Now imagine our AI software wasn't limited to searching for apples. Instead, if we trained the
model to distinguish between all fruits, that would be something big. And even further, if we "trained the model" to distinguish between ripe and rotten fruit, that would potentially, at some point, be very useful for farmers who are sorting real fruit coming in from their orchards. For example, set up a camera to photograph/video each piece of fruit as it comes into the barn on a conveyor belt. Using AI software, recognize the rotting fruit and sort it away from the ripe fruit. What a time and money-saving use for a simple AI software that has "learned" how to recognize different kinds of fruits.

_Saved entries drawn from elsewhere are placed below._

PR #1553, opened 2025-01-17
feat: update conformité

XavierJp:
- update labels
- add use case to agents logs


components/section-with-use-case/index.tsx
```diff
@@ -19,6 +19,15 @@ type WrappedSectionProps = {
   isProtected: boolean;
 };
 
+const DefaultIntroContent = () => (
+  <p>
+    Les agents publics peuvent demander accéder à cette donnée uniquement dans
```
MKCG, line 24:
```suggestion
    Les agents publics peuvent demander à accéder à cette donnée uniquement dans
```

MKCG (approved):

HAEKADI (approved):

All AI software must be trainied at some point, and the training is done in slightly different ways but you get the idea with this one apple example. An AI model relies on training data (e.g. - a fruit picture database) to recognize patterns and make predictions or decisions. Our apple example didn't talk about predictions or forecasts, but that is next.
The more data points an AI model receives - that is, the more times the software searches for apples and gets a correct/incorrect response - the more accurate it can be in its data analysis and forecasts.
One last point: I mentioned there are different ways to train an AI Model. It is helpful to know the two big concepts for training an AI software program using different approaches:
Supervised learning: This is a type of machine learning/model training where structured datasets, with inputs and labels (like the example above with a single database of fruit pictures), are used to train and develop the algorithm that is being "trained."
Unsupervised learning: This is a much more sophisticated form of training where the AI software/algorithm program is programmed to make inferences from datasets that don’t contain labels. No criteria are given to evaluate what an apple looks like, for example. These inferences are what help it to learn. There will be more on this in later blog posts. For now, understanding models and the concept of training them is great!